Nov 20, 2016

The End of the Republican Party

A couple of days ago on the way somewhere, we pulled up to a stoplight behind a pickup truck that had a prominent bumper sticker that said, "PRESIDENT TRUMP. DEAL WITH IT." And I lost it. I yelled "F--k you!" several times along with a couple of other choice epithets. Daniel, who was driving, was fortunately a lot more restrained.

Afterward, I was ashamed. (As well as thankful that the guy driving the truck didn't get out with a gun and shoot us.) It is not like me to yell obscenities, and it did absolutely no good. I had descended to their level, the level of this surge of white nationalist anger and hate. These people who voted for Trump have chosen an authoritarian and possibly fascist government, but I can't believe most of them really knew the ramifications of their choice, or that they'll be happy with what happens next.

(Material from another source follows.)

PR #16, opened 2025-02-10
SQL-2591: Generate and scan SBOM lite for libmongosqltranslate

EthanHardyMongo:
This PR handles [SQL-2591](https://jira.mongodb.org/browse/SQL-2591) and [SQL-2592](https://jira.mongodb.org/browse/SQL-2592). I decided to do both because Jon already created the SBOM generating and scanning functions, so I just had to create a `task` and `buildvariant` using them.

What do these wide-eyed, hate-spewing Trump fans think he's going to do for them? Bring back manufacturing jobs that will never return? Rid the country of everyone who isn't white? Good luck with that, guys. Honestly, I think a lot of Trump's popularity comes from the fact that he had a popular television show, so people think they know the real him. Or do they love him because he's rich and lives on Park Avenue and has a beautiful trophy wife, and they'd love to believe they could someday have the same? Maybe it was just a chance for them to give the finger to liberals and progressives.

So obviously, this election has been hard for me. I actually cried, and more than once. I was excited about the possibility of a woman for president, and I mean a woman who is qualified for the job, not a flapping ignorant lunatic like Sarah Palin. But no. After eight successful years with our first black president, what did we get? A smack in the face and a backward march to the 1950s. Greater racial divisions. A good chance that women will be stripped of their reproductive choices. A better chance of yet another war piled onto the ones we're already waging, because that's what Republican presidents do: they start wars. Wars are good for business, after all. And it's mostly poor people and people of color who have to fight those wars, people that most Republicans don't seem to care about.

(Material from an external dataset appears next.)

PR #17, opened 2025-02-10
SQL-2370: implement schema derivation for misc stages

jchemburkar:
This pr is much shorter than it looks -- I split the macro for testing derive_schema into two so that it can easily deserialize stages and expressions (could perhaps make it one, if we wanted to get fancy, but it was easier this way).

The Republicans in Congress are wildly excited right now. They have the light of unbridled power sparkling in their eyes. They're going to do all those things they've always wanted to do, starting with killing Obamacare, taking down Social Security and Medicare, reversing Roe v. Wade, scaling back environmental protections (China made up climate change, you know) and Wall Street regulations. It makes me feel sick inside, thinking of how their policies will hurt the people of the world.

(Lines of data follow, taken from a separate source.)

PR #19, opened 2025-02-11
SQL-2361: Add match schema derivation for string ops

pmeredit:
Had to add expression derivation for replace also, to make the eq null tests work

### DIFF
--- a/agg-ast/ast/src/definitions.rs
+++ b/agg-ast/ast/src/definitions.rs
@@ -1115,6 +1115,12 @@ pub enum UntaggedOperatorName {
     Type,
 }
 
+impl std::fmt::Display for UntaggedOperatorName {
+    fn fmt(&self, f: &mut std::fmt::Formatter) -> std::fmt::Result {
+        write!(f, "{}", serde_json::to_string(self).unwrap())
+    }
+}
+
 impl TryFrom<&str> for UntaggedOperatorName {
     type Error = String;
 
@@ -1150,6 +1156,10 @@ pub enum TaggedOperator {
     Like(Like),
     #[serde(rename = "$regexMatch")]
     Regex(RegexAggExpression),
+    #[serde(rename = "$regexFind")]
+    RegexFind(RegexAggExpression),
+    #[serde(rename = "$regexFindAll")]
+    RegexFindAll(RegexAggExpression),
     #[serde(rename = "$sqlDivide")]
     SQLDivide(SQLDivide),
     #[serde(rename = "$trim")]
@@ -1158,16 +1168,12 @@ pub enum TaggedOperator {
     LTrim(Trim),
     #[serde(rename = "$rtrim")]
     RTrim(Trim),
+    #[serde(rename = "$replaceAll")]
+    ReplaceAll(Replace),
+    #[serde(rename = "$replaceOne")]
+    ReplaceOne(Replace),
 
     // Subquery Operators (extended from MQL)
-    #[serde(rename = "$regexFind")]
-    RegexFind(RegexFind),
-    #[serde(rename = "$regexFindAll")]
-    RegexFindAll(RegexFindAll),
-    #[serde(rename = "$replaceAll")]
-    ReplaceAll(ReplaceAll),
-    #[serde(rename = "$replaceOne")]
-    ReplaceOne(ReplaceOne),
     #[serde(rename = "$subquery")]
     Subquery(Subquery),
     #[serde(rename = "$subqueryComparison")]
@@ -1415,35 +1421,7 @@ pub struct MinNArrayElement {
 }
 
 #[derive(Clone, Debug, PartialEq, Serialize, Deserialize)]
-pub struct RegexMatch {
-    pub input: Box<Expression>,
-    pub regex: Box<Expression>,
-    pub options: Option<Box<Expression>>,
-}
-
-#[derive(Clone, Debug, PartialEq, Serialize, Deserialize)]
-pub struct RegexFind {
-    pub input: Box<Expression>,
-    pub regex: Box<Expression>,
-    pub options: Option<Box<Expression>>,
-}
-
-#[derive(Clone, Debug, PartialEq, Serialize, Deserialize)]
-pub struct RegexFindAll {
-    pub input: Box<Expression>,
-    pub regex: Box<Expression>,
-    pub options: Option<Box<Expression>>,
-}
-
-#[derive(Clone, Debug, PartialEq, Serialize, Deserialize)]
-pub struct ReplaceAll {
-    pub input: Box<Expression>,
-    pub find: Box<Expression>,
-    pub replacement: Box<Expression>,
-}
-
-#[derive(Clone, Debug, PartialEq, Serialize, Deserialize)]
-pub struct ReplaceOne {
+pub struct Replace {
     pub input: Box<Expression>,
     pub find: Box<Expression>,
     pub replacement: Box<Expression>,
--- a/agg-ast/schema_derivation/src/match_schema_derivation.rs
+++ b/agg-ast/schema_derivation/src/match_schema_derivation.rs
@@ -1,13 +1,13 @@
 use crate::{
     get_or_create_schema_for_path_mut, maybe_any_of,
     negative_normalize::{NegativeNormalize, DECIMAL_ZERO},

But at the same time, I feel that this will be the end of the Republican Party, that there's no coming back from this sort of darkness. The political pendulum exists in this country, and the harder it swings in one direction, the further it swings in return. Look at the Vietnam War bringing on the protests of the 1960s, at George W. Bush followed by Barack Obama, and I'm sure there are plenty of other examples in our history. The Republican Party has moved from reasonable fiscal conservatism, to the Bush/Cheney neocons, to the Tea Party, and now they're dipping their toes into fascism. Putin and ISIS were thrilled by the election of Donald Trump, because they see within it the seeds of our destruction.

It is difficult for me to believe that we cannot bring our country back from this brink. The antiquated Electoral College gave Trump the presidency, not the American people. More young people in this country are progressive and tolerant, while the majority of the Republican Party is old and white. They're the past. Progressives are the future.

Please, God.

2 comments:

Grace F. said...

Good post. I'm glad that guy didn't shoot you. :) I'm also trying to be positive, but it isn't easy.

Natasha said...

I feel this election was a choice between pest (Wall Street Hillary, who has repeatedly supported aggressive wars, which have killed thousands of innocent people – including children) and cholera (well, Trump). That's not a problem only in the US but all over the world (UK, Germany, etc.). That just happens when the only "value" left and bowed to by all major parties is making profit at all human costs.


It's, as novelist Teju Cole rightly says, "A Time for Refusal".

"Evil settles into everyday life when people are unable or unwilling to recognize it. It makes its home among us when we are keen to minimize it or describe it as something else."

Epic piece. As long as there are people out there, writing such stuff, I do still have hope for humanity.